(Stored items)
PR #232, opened 2016-08-19
Fix any breakages caused by the modification of the path to the gem lib

tirodkar:


docs/install-and-run.md
```diff
@@ -254,7 +254,7 @@ steps in your setup:
     #import <EarlGrey/EarlGrey.h>
    ```
 
-2. Download [`EarlGrey.swift`](https://github.com/google/EarlGrey/tree/master/gem/lib/earlgrey/files/EarlGrey.swift) and add it to your test bundle. The file contains
+2. Download [`EarlGrey.swift`](https://github.com/google/EarlGrey/tree/master/gem/lib/earlgrey/files/Swift-3.0/EarlGrey.swift) and add it to your test bundle. The file contains
```
khandpur: @bootstraponline 

we should be clear that this is flow is for manually including EarlGrey.swift outside of pods flow. Pods provides an automated way of doing that. Also, could we link the user to a directory where they can choose which version to get? I'd image when swift 3.1 or 4.0 comes out, we'll have to constantly update this...We could create a latest folder and symlink it to the latest and have our code and the default swift version in earlgrey gem reference that always?

bootstraponline: I think the easy solution is to link `https://github.com/google/EarlGrey/tree/master/gem/lib/earlgrey/files/` which will list all the Swift-* folders. Or move to a different folder structure: `files/swift/3.0` and link to `files/swift`

khandpur: `swift/3.0` is more organized but it requires updating the gem. Since this is a quick fix, I would suggest linking to `https://github.com/google/EarlGrey/tree/master/gem/lib/earlgrey/files/` first then in a follow-up PR make the dir structure, gem and documentation changes.

bootstraponline: Sounds good.

tirodkar:
Updated the `install_and_run.md` file.

tirodkar:
I've also added a commit that makes the EarlGreyExamples project's Swift tests to use the `EarlGrey.swift` file copied from the gem rather than directly from the directory path.

Demo/EarlGreyContribs/EarlGreyContribs.xcodeproj/project.pbxproj
```diff
@@ -105,6 +105,7 @@
 /* End PBXCopyFilesBuildPhase section */
 
 /* Begin PBXFileReference section */
+		FD8277DB1D677D0D00C7C2AD /* EarlGrey.swift */ = {isa = PBXFileReference; fileEncoding = 4; lastKnownFileType = sourcecode.swift; name = EarlGrey.swift; path = "../../../gem/lib/earlgrey/files/Swift-3.0/EarlGrey.swift"; sourceTree = "<group>"; };
```
khandpur: We should probably have a podfile for this too.

docs/install-and-run.md
```diff
@@ -254,7 +254,8 @@ steps in your setup:
     #import <EarlGrey/EarlGrey.h>
    ```
 
-2. Download [`EarlGrey.swift`](https://github.com/google/EarlGrey/tree/master/gem/lib/earlgrey/files/EarlGrey.swift) and add it to your test bundle. The file contains
+2. Download the correct [`EarlGrey.swift`](https://github.com/google/EarlGrey/tree/master/gem/lib/earlgrey/files/)
```
khandpur: But this only for non-pod flow. We need to make that clear otherwise you'd end up including earlgrey.swift twice.

Demo/EarlGreyContribs/EarlGreyContribs.xcodeproj/project.pbxproj
tirodkar: The Contribs project is specifically created to use EarlGrey from HEAD and not test the Pods flow out. Adding Pods would quite complicate this flow up.

tirodkar: Updated the doc.

docs/install-and-run.md
```diff
@@ -254,14 +254,27 @@ steps in your setup:
     #import <EarlGrey/EarlGrey.h>
    ```
 
-2. Download [`EarlGrey.swift`](https://github.com/google/EarlGrey/tree/master/gem/lib/earlgrey/files/EarlGrey.swift) and add it to your test bundle. The file contains
+2. In case you're using the [earlgrey gem](https://rubygems.org/gems/earlgrey), then you need to link to
```
khandpur: formatting is off (view the rendered md).

Organization wise, if you could bold the two ways of including earlgrey.swift, it would be clearer.

2. Include EarlGrey.swift in your project.

  **If using earlgrey gem:**
  `<command to include>`
  **If doing manual Installation:**
  `<manually link to the file>`

tirodkar: Added it.

docs/install-and-run.md
```diff
@@ -254,14 +254,34 @@ steps in your setup:
...
+      for your Swift version and add it to your test bundle. 
+
+    Here is an example of a very basic EarlGrey test written in Swift:
+
+    ```swift
+     // Select the button with Accessibility ID "clickMe" and assert it's visible.
+     EarlGrey().selectElementWithMatcher(grey_accessibilityID("ClickMe"))
+         .assertWithMatcher(grey_sufficientlyVisible())
+    ```
+3. For compatibility with Swift, we use `grey_allOfMatchers()` and `grey_anyOfMatchers()` instead of `grey_allOf()`
```
khandpur: Quick nit:

This seems like a helpful hint instead of a step a user must perform to enable swift support. Can we style it with ">" ?

> For compatibility with Swift, we use `grey_allOfMatchers()` and ...

docs/install-and-run.md
```diff
@@ -254,14 +254,34 @@ steps in your setup:
...
+
+  * **Manual installation without the [earlgrey gem](https://rubygems.org/gems/earlgrey)**
+
+      In this case you need to download the correct
+      [`EarlGrey.swift`](https://github.com/google/EarlGrey/tree/master/gem/lib/earlgrey/files/) file
+      for your Swift version and add it to your test bundle. 
+
+    Here is an example of a very basic EarlGrey test written in Swift:
+
+    ```swift
```
khandpur: another nit: This example isn't specific to manual copying of file. Currently it's indented with rest of content under 2.0, could we move it out?

Demo/EarlGreyContribs/EarlGreyContribs.xcodeproj/project.pbxproj
tirodkar: Updated.

khandpur:
LGTM from my end.

PR #243, opened 2016-08-31
Fix chunky_png ArgumentError

bootstraponline:
Work around https://github.com/applitools/Eyes.Selenium.Ruby/issues/42 by locking the dependencies to known good versions.

### DIFF
--- a/.gitignore
+++ b/.gitignore
@@ -3,7 +3,6 @@
 .DS_Store
 xcuserdata
 *.gem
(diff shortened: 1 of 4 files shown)


khandpur:
LGTM from my end!

bootstraponline:
I updated the PR to use `eyes_selenium 2.37.0` which contains the fix for chunky_png.

PR #244, opened 2016-08-31
Updated cheatsheet and podspec for 1.2.0 release.

sid-github:


docs/cheatsheet/cheatsheet.html
```diff
@@ -31,13 +31,14 @@
 <div class="header">
 <div class="usage">
 <span class="one">EarlGrey()</span>.selectElementWithMatcher(<span class="two">ViewMatcher</span>)
+                     .indexOf(<span class="three">index</span>)
```
tirodkar: Um, I don't think this is needed. If so, we should be adding usingSearchAction etc. as well.

sid-github: Since cheatsheet is for quick reference I feel like we must add usingSearchAction too, what do you think?

tirodkar: Hmm, I'd prefer to keep this section as a reference on how to create a canonical GREYElementInteraction. This can get rather unwieldy if we add more API's here.

tirodkar:
LGTM. Thanks for this.

PR #583, opened 2017-07-21
Modify the CAAnimation Delegate usage to prevent failing assert in iOS 11

tirodkar:
…


willlarche:
Just tested. It works! Thank you.

PR #618, opened 2017-08-22
Bumping version to 1.12.0

sskhandp:


EarlGrey.podspec.json
```diff
@@ -18,7 +18,7 @@
 // frameworks in the app bundle need to include bitcode.
 {
   "name": "EarlGrey",
-  "version": "1.11.0",
+  "version": "1.12.0”,
```
tirodkar: Should be:

"version": "1.12.0",

PR #630, opened 2017-09-12
Fix spacing to not break lint rules

kdawgwilk:
This keeps bothering me in our project where we use SwiftLint and would love to not have this file generated every time we fix the lint rules


kdawgwilk:
I signed it!

khandpur:
Thanks for sending us a fix!

PR #631, opened 2017-09-20
ScrollView without content, scroll to content edge issue simulation.

Ad1991:
Changes to simulate the UIScrollView issue where scroll view gets stuck in infinite loop if you try to scroll to content edge and scrollView's content size is equal to or smaller than scrollView's own size. For more check this [conversation](https://groups.google.com/forum/#!topic/earlgrey-discuss/JaM4g9b5QFg).

### DIFF
--- a/Tests/FunctionalTests/Sources/FTRScrollViewTest.m
+++ b/Tests/FunctionalTests/Sources/FTRScrollViewTest.m
@@ -28,6 +28,10 @@
   [self openTestViewNamed:@"Scroll Views"];
 }
 
+- (void)DISABLED_testFreezingScrollView {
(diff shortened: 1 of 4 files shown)


Tests/FunctionalTests/Sources/FTRScrollViewTest.m
```diff
@@ -28,6 +28,10 @@ - (void)setUp {
   [self openTestViewNamed:@"Scroll Views"];
 }
 
+- (void)DISABLED_testFreezingScrollView {
```
tirodkar: Why is this test disabled?

tirodkar: I see. This is replicating an issue for us. Can you link the issue as well / create one if not already there?

khandpur: I don't think we should block this PR on that?

Feel free to create and link one to this Adarsh.

Issue #639, opened 2017-10-07
Error in assertion inout parameter is not as full as in logs of failure handler


artyom-razinov:
There is a method:

`- (instancetype)assert:(id<GREYAssertion>)assertion error:(__strong NSError **)errorOrNil`

When I pass `nil` to `errorOrNil` default failure handler prints full error to log:

```
  "Action Name" : "Type 'ewewrwe@mail.'",
  "Element Description" : "<AvitoDesignKit.TextField:0x7ff2c189aa00; AX=N; AX.value='Электронная почта'; AX.frame={{16, 96}, {343, 60}}; AX.activationPoint={187.5, 126}; AX.traits='UIAccessibilityTraitNone'; AX.focused='N'; frame={{16, 0}, {343, 60}}; alpha=1; text=''>",
  "Failed Constraint(s)" : "!(isSystemAlertViewShown)",
  "All Constraint(s)" : "!(isSystemAlertViewShown)",
  "Recovery Suggestion" : "Adjust element properties so that it matches the failed constraint(s)."
```

Notice that there are "Failed Constraint(s)", it is very useful for debugging.

I want to have custom reporting system, so I pass pointer to `errorOrNil`, but when I print error it is not full, it has only action name and element description.

There is a code that removes fields that I need from actionError:

```
      NSMutableDictionary *errorDetails = [[NSMutableDictionary alloc] init];
      errorDetails[kErrorDetailActionNameKey] = action.name;
      errorDetails[kErrorDetailElementMatcherKey] = _elementMatcher.description;
      [(GREYError *)actionError setErrorInfo:errorDetails];
```

I propose to change it to:

```
      GREYError *greyError = (GREYError *)actionError;
      NSMutableDictionary *errorDetails = [[NSMutableDictionary alloc] initWithDictionary:greyError.errorInfo];
      errorDetails[kErrorDetailElementMatcherKey] = _elementMatcher.description;
      [greyError setErrorInfo:errorDetails];
```

Everything will be same except all fields will be available in `errorOrNil`.

Issue #31, opened 2016-02-25
Some keys can not be tapped on non English key Keyboard.


lestathc:
Hi,

I tried the EarlGrey, if you want to test non-English app, some keys can not be tapped, like "space". I tried with "fr", the space key should be "espace".

Besides of that, EarlGrey is great, thanks for making this.

tirodkar:
@lestathc you should be able to type any language string using grey_replaceText() now. Please do give it a try.

KazuCocoa:
In my case, I could put some Japanese into search field with `grey_replaceText()` .

Usipov:
I have added support for cyrillic letters in my fork of this repo.
This was done as a proof of concept only.
I will probably refactor this code to make support for different languages more scalable and then merge the fork back. I just have no time for this at the moment

You may take a look at this PR: https://github.com/Usipov/EarlGrey/pull/1/files

tirodkar:
That's super awesome. I was planning to do the following to add support:

* Allow custom gShiftLabels to be set, with an override option.
* Allow custom modifier key identifiers - space, delete return etc.
* Allow custom more, numbers & more, letters & Next Keyboard key identifiers.
* Allow the ability for checking capitalization with the custom language.

Would that satisfy all the requirements?

Usipov:
@tirodkar, no, that's wouldn't
some characters require long tap and a following swipe gesture
![simulator screen shot 9 aug 2017 10 17 16](https://user-images.githubusercontent.com/1080247/29109520-eef54df4-7ceb-11e7-81c5-bda395381fa7.png)

PR #640, opened 2017-10-07
Fix missing fields in assertion error (#639)

artyom-razinov:
There are more fields in error in logs of failure handler than in inout error parameter.

Previous code replaces fields (so some are lost) with only `kErrorDetailActionNameKey` and `kErrorDetailElementMatcherKey`, new code only modifies `kErrorDetailElementMatcherKey`.

See issue: https://github.com/google/EarlGrey/issues/639


tirodkar:
This looks great. It would be great if you could add this to grey_handleFailureOfAssertion as well. Thanks a lot!

artyom-razinov:
Ok! 👌

khandpur:
Hey @artyom-razinov, just checking if you still plan on working on this in future.

tirodkar:
@artyom-razinov we could make any changes and add them to the cl as well to preserve your commit, you'd need to allow contributions to it from your side though.

artyom-razinov:
@tirodkar 

>  It would be great if you could add this to grey_handleFailureOfAssertion as well. 

I've just added it. Sorry for the delay, in my company we planned to gradually get rid of our fork of EarlGrey, but it is not a high priority task.

We also have support of Russian keyboard, however the code is not ready to be pushed to EarlGrey, because it is not scalable for every other keyboard. Is there any progress on supporting different keyboard layouts already? (https://github.com/google/EarlGrey/issues/31)

If not I'll make a PR maybe this month.

tirodkar:
A PR for that would be great. You can use grey_replaceText() to type in different languages till then.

→ **Problem to work on**: The answer must be every line of the data that holds the word "folder".

→ **Result of this exercise**:
we should be clear that this is flow is for manually including EarlGrey.swift outside of pods flow. Pods provides an automated way of doing that. Also, could we link the user to a directory where they can choose which version to get? I'd image when swift 3.1 or 4.0 comes out, we'll have to constantly update this...We could create a latest folder and symlink it to the latest and have our code and the default swift version in earlgrey gem reference that always?
bootstraponline: I think the easy solution is to link `https://github.com/google/EarlGrey/tree/master/gem/lib/earlgrey/files/` which will list all the Swift-* folders. Or move to a different folder structure: `files/swift/3.0` and link to `files/swift`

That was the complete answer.